▶ Task
From the entries below, transcribe exactly the lines between the line holding "feat(command-k): copy entity id" and the line holding "that's a good", inclusive; skip all other lines.
:::
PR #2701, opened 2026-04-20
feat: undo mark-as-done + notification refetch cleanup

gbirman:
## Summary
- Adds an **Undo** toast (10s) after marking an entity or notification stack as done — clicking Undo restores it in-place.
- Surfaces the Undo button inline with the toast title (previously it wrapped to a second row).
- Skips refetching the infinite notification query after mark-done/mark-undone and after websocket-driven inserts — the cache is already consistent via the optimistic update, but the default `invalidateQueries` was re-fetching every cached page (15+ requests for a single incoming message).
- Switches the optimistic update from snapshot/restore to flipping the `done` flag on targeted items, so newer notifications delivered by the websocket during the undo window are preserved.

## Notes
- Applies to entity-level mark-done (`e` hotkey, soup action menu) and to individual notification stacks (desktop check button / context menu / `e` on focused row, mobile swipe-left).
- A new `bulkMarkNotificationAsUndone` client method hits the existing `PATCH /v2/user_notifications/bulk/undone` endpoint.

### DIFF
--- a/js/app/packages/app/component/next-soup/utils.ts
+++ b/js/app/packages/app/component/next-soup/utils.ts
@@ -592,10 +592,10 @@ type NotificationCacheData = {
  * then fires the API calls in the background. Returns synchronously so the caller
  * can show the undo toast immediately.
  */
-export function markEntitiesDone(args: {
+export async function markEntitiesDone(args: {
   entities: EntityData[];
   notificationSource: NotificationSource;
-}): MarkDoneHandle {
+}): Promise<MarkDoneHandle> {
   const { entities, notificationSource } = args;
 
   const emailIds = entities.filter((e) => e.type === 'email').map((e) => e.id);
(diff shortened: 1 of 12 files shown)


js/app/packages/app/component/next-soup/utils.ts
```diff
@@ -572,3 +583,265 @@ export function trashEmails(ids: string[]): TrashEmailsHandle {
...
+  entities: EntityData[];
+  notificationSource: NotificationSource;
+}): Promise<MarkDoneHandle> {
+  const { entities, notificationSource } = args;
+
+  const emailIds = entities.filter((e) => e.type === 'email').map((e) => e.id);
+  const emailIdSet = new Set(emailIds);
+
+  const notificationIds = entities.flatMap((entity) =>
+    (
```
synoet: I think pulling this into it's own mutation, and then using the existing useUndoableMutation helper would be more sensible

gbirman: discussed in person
:::
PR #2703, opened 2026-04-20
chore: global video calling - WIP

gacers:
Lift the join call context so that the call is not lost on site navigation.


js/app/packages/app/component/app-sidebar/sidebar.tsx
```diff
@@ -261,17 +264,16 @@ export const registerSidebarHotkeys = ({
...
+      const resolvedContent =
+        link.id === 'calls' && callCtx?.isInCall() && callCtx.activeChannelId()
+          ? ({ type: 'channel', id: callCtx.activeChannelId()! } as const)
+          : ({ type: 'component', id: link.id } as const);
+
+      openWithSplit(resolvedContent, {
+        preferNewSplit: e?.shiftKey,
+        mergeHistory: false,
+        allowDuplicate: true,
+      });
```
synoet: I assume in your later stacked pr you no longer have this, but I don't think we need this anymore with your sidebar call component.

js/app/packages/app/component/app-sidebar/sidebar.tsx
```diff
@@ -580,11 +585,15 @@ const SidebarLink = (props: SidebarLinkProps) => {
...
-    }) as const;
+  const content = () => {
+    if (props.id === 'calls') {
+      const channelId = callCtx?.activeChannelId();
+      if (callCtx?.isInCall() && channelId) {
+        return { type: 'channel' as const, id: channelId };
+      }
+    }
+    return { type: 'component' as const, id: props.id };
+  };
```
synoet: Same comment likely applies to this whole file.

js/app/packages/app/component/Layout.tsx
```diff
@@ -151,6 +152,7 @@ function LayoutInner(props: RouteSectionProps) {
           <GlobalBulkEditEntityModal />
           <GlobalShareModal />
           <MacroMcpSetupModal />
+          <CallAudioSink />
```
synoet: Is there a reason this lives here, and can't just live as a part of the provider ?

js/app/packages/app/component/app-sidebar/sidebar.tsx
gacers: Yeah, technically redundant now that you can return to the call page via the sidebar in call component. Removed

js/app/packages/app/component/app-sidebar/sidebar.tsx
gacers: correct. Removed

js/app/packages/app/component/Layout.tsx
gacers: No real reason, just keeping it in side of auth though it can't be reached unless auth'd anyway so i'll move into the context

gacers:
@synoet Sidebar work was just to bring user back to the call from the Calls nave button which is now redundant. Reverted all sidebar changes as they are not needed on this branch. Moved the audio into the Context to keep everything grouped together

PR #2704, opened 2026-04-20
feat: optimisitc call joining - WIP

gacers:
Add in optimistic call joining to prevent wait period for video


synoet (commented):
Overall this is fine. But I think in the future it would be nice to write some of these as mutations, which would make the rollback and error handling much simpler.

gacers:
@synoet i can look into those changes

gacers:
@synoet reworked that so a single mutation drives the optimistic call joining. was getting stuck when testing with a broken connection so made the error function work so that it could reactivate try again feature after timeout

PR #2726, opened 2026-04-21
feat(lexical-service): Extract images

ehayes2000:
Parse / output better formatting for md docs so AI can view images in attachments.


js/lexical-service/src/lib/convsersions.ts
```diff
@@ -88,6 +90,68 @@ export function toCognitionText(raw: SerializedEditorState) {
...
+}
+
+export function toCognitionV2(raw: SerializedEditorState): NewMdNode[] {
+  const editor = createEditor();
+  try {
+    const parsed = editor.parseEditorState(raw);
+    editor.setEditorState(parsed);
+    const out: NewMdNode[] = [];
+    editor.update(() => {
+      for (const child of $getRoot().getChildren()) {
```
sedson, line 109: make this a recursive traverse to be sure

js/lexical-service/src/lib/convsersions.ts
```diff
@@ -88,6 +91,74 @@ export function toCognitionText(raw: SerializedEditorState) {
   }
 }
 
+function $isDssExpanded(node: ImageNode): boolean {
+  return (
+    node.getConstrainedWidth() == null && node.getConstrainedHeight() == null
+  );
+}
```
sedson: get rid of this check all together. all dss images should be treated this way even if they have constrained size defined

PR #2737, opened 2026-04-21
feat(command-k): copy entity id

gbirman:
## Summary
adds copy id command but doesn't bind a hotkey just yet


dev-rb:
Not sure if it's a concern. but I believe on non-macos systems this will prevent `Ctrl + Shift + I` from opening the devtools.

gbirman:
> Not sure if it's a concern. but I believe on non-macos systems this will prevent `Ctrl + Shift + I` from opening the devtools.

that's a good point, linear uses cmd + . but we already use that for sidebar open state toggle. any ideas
:::
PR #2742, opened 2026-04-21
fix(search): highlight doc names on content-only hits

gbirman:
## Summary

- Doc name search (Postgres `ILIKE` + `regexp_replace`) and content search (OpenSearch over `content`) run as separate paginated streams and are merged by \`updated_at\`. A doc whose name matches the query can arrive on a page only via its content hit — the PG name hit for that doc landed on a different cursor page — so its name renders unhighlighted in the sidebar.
:::
▶ Output
feat(command-k): copy entity id

gbirman:
## Summary
adds copy id command but doesn't bind a hotkey just yet


dev-rb:
Not sure if it's a concern. but I believe on non-macos systems this will prevent `Ctrl + Shift + I` from opening the devtools.

gbirman:
> Not sure if it's a concern. but I believe on non-macos systems this will prevent `Ctrl + Shift + I` from opening the devtools.

that's a good point, linear uses cmd + . but we already use that for sidebar open state toggle. any ideas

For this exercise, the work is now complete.